• Input:
PR #101, opened 2020-04-25
Introduce new lexer-based sql normalization.

johnbley:
This improves performance quite a bit in the general case and, more importantly, fixes several edge cases in regex handling like stack overflows and very slow loopbacks.
Adds tests showing that these edge cases don't affect the lexer implementation.

Fixes a subtle muzzle bug involving primitive types and helper classes that was in the way of this work.

Adjusts decorators to not emit the db.statement tag if normalization fails (which should be quite rare).


dd-java-agent/agent-tooling/src/main/java/datadog/trace/agent/tooling/muzzle/ReferenceMatcher.java
```diff
@@ -183,15 +184,31 @@ public boolean matches(final ClassLoader loader) {
     return mismatches;
   }
 
+  private static boolean matchesPrimitive(String longName, String shortName) {
+    // The two meta type systems in use here differ in their treatment of primitive type names....
```
iNikem, line 188: Which two type systems?

dd-java-agent/instrumentation/jdbc/src/main/java/datadog/trace/instrumentation/jdbc/JDBCUtils.java
```diff
@@ -71,8 +53,12 @@ public static Connection connectionFromStatement(final Statement statement) {
...
   }
 
+  /** @return null if the sql can't be normalized properly (should be quite rare) */
   public static String normalizeSql(String sql) {
-    // FIXME performance could be replaced by a much more efficient lexer.
-    return SqlNormalizePattern.matcher(sql).replaceAll("?");
+    try {
+      return SqlNormalizer.normalize(sql);
+    } catch (Exception e) {
+      return null;
```
iNikem, line 61: Log exception?

dd-java-agent/instrumentation/jdbc/src/main/java/datadog/trace/instrumentation/jdbc/StatementInstrumentation.java
```diff
@@ -44,6 +44,14 @@ public StatementInstrumentation() {
   public String[] helperClassNames() {
     final List<String> helpers = new ArrayList<>(JDBCConnectionUrlParser.values().length + 9);
 
+    helpers.add(packageName + ".normalizer.Token");
```
iNikem, line 47: This code is duplicated 3 times. Can it be extracted and reused?

dd-java-agent/instrumentation/jdbc/src/main/java/datadog/trace/instrumentation/jdbc/normalizer/SqlNormalizer.jj
```diff
@@ -0,0 +1,184 @@
...
+	{
+		return sb;
+	}
+}
+
+TOKEN :
+{
+// Javacc doesn't support unicode character categories like {Letter}, so here's my approximation of that.  No, I didn't type this by hand.
+
+	< Id: [
```
iNikem, line 96: I am not sure I understand what does this "Id" represent :) Can you add a comment, please?

iNikem:
Do you have any performance tests to add to demonstrate the improvement?

dd-java-agent/agent-tooling/src/main/java/datadog/trace/agent/tooling/muzzle/ReferenceMatcher.java
johnbley: One is from ByteBuddy and the other is from the otel auto agent.  Their APIs are so similar and this code is so annoying because of it.

dd-java-agent/instrumentation/jdbc/src/main/java/datadog/trace/instrumentation/jdbc/JDBCUtils.java
johnbley: Good catch, will do.

dd-java-agent/instrumentation/jdbc/src/main/java/datadog/trace/instrumentation/jdbc/StatementInstrumentation.java
johnbley: None of the other decorators do this, so out of muzzle superstition I follow their pattern.

dd-java-agent/instrumentation/jdbc/src/main/java/datadog/trace/instrumentation/jdbc/normalizer/SqlNormalizer.jj
johnbley: I could come up with a better name certainly - it's meant to represent a keyword (like SELECT) or identifier (like MY_SPECIAL_TABLE2).  Will change to KeywordOrIdentifier and a comment based on this explanation :-)

johnbley:
> I did not review generated files. Do we need some instructions for future developers about how to make changes in the lexer?

I put some instructions for that in the top of the .jj file.

johnbley:
> Do you have any performance tests to add to demonstrate the improvement?

I did - tests like the very long numbers and the lots of ticks tests were failing before with the regex -based implementation.  In time I'll add more.

dd-java-agent/instrumentation/jdbc/src/main/java/datadog/trace/instrumentation/jdbc/normalizer/SqlNormalizer.jj
```diff
@@ -0,0 +1,191 @@
...
+	)* <EOF>
+
+	{
+		return sb;
+	}
+}
+
+TOKEN :
+{
+// Javacc doesn't support unicode character categories like {Letter}, so here's my approximation of that.  No, I didn't type this by hand.
```
rmfitzpatrick, line 94: Can you provide a snippet or description of how this was generated and why so many disparate ranges are needed?  Why not fall under Other?

johnbley: Will do, give me a sec.

PR #107, opened 2020-05-12
Only set tracing library tags on local root

rmfitzpatrick:
These changes move the version information from default global tags to those of the local root.


dd-trace-api/src/main/java/datadog/trace/api/Config.java
```diff
@@ -579,6 +575,8 @@ private Config(final Properties properties, final Config parent) {
   public Map<String, String> getLocalRootSpanTags() {
     final Map<String, String> runtimeTags = getRuntimeTags();
     final Map<String, String> result = new HashMap<>(runtimeTags);
+    result.put(TRACING_LIBRARY_KEY, TRACING_LIBRARY_VALUE);
+    result.put(TRACING_VERSION_KEY, TRACING_VERSION_VALUE);
```
johnbley, line 580: This was a lot cleaner than I expected; nice!

PR #118, opened 2020-07-20
[APMI-94] set JDK tests for all (7-14) versions to ZULU, cleaned-up naming a bit

ghost:
Task: https://signalfuse.atlassian.net/browse/APMI-94
Discussion: https://splunk.slack.com/archives/C011XR5KLKX/p1594904868057700

Changes:
- cleaned-up duplicated tests for same version
- unified to ZULU (apart from latest dep test)
- changed naming to that it's always clear which JDK is being used

### DIFF
--- a/.circleci/config.yml
+++ b/.circleci/config.yml
@@ -86,54 +86,49 @@ jobs:
       - store_test_results:
           path: ./results
 
-  test_7:
+  test_zulu_7:
     <<: *default_test_job
     environment:
       - TEST_TASK: testJava7
 
-  test_8:
+  test_zulu_8:
     <<: *default_test_job
     environment:
-      # We are building on Java8, this is our default JVM so no need to set more homes
-      - TEST_TASK: test jacocoTestReport jacocoTestCoverageVerification
+      # default JDK provider is ZULU, hence home set
+      - TEST_TASK: testJavaZULU8 jacocoTestReport jacocoTestCoverageVerification
 
-  test_latest8:
+  test_latest_8:
     <<: *default_test_job
     environment:
       # We are building on Java8, this is our default JVM so no need to set more homes
       - TEST_TASK: latestDepTest
 
-  test_ibm8:
+  test_zulu_9:
     <<: *default_test_job
     environment:
-      - TEST_TASK: testJavaIBM8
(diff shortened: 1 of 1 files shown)


johnbley (approved):

.circleci/config.yml
```diff
@@ -86,54 +86,49 @@ jobs:
...
     <<: *default_test_job
     environment:
-      - TEST_TASK: testJava11
+      - TEST_TASK: testJava10
 
-  test_zulu11:
+  test_zulu_11:
     <<: *default_test_job
     environment:
       - TEST_TASK: testJavaZULU11
```
iNikem, line 119: Why is this different from others? `testJava10` but `testJavaZULU11`?

.circleci/config.yml
```diff
@@ -86,54 +86,49 @@ jobs:
...
     environment:
       - TEST_TASK: testJava7
 
-  test_8:
+  test_zulu_8:
     <<: *default_test_job
     environment:
-      # We are building on Java8, this is our default JVM so no need to set more homes
-      - TEST_TASK: test jacocoTestReport jacocoTestCoverageVerification
+      # default JDK provider is ZULU, hence home set
```
iNikem, line 97: I think this comment is very confusing here. What home? If Zulu is default provider, why `testJavaZULU8` and not just `testJava8` or `test`?

iNikem (approved):

.circleci/config.yml
kubawach: It's confusing I admit but stems directly from how our gradle build creates test tasks. Names of the tasks are created out of Docker env variables and creator of the image (data dog employee) decided to name some ZULU JDKs with "zulu" in the name and some without (8 and 11 have zulu in name). To help avoid the confusion I named jobs accordingly (with zulu in the name added everywhere). To make it better we'd need to change the gradle build as well but I didn't want to modify too much. Hope that makes more sense now :)

.circleci/config.yml
kubawach: Same as the other question - due to env vars naming confusion (zulu, openJdk, ...) I decided to put name of the provider with each job to make it clear which JDK is being used (while task names are autogenerated from env vars).

PR #119, opened 2020-07-20
Add a separate HandlerMappingInstrumentation to update server span name when the corresponding handler got selected

iNikem:
This works around the issue in SWAT-1755 ticket, where span name was not updated if some `HandlerInterceptor` throws an exception from `preHandle`


iNikem:
Test currently fails, I am still investigating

• Your assignment: Give back exactly the material above from its opening line to the line bearing "Fixes a subtle".

• Completed exercise:
PR #101, opened 2020-04-25
Introduce new lexer-based sql normalization.

johnbley:
This improves performance quite a bit in the general case and, more importantly, fixes several edge cases in regex handling like stack overflows and very slow loopbacks.
Adds tests showing that these edge cases don't affect the lexer implementation.

Fixes a subtle muzzle bug involving primitive types and helper classes that was in the way of this work.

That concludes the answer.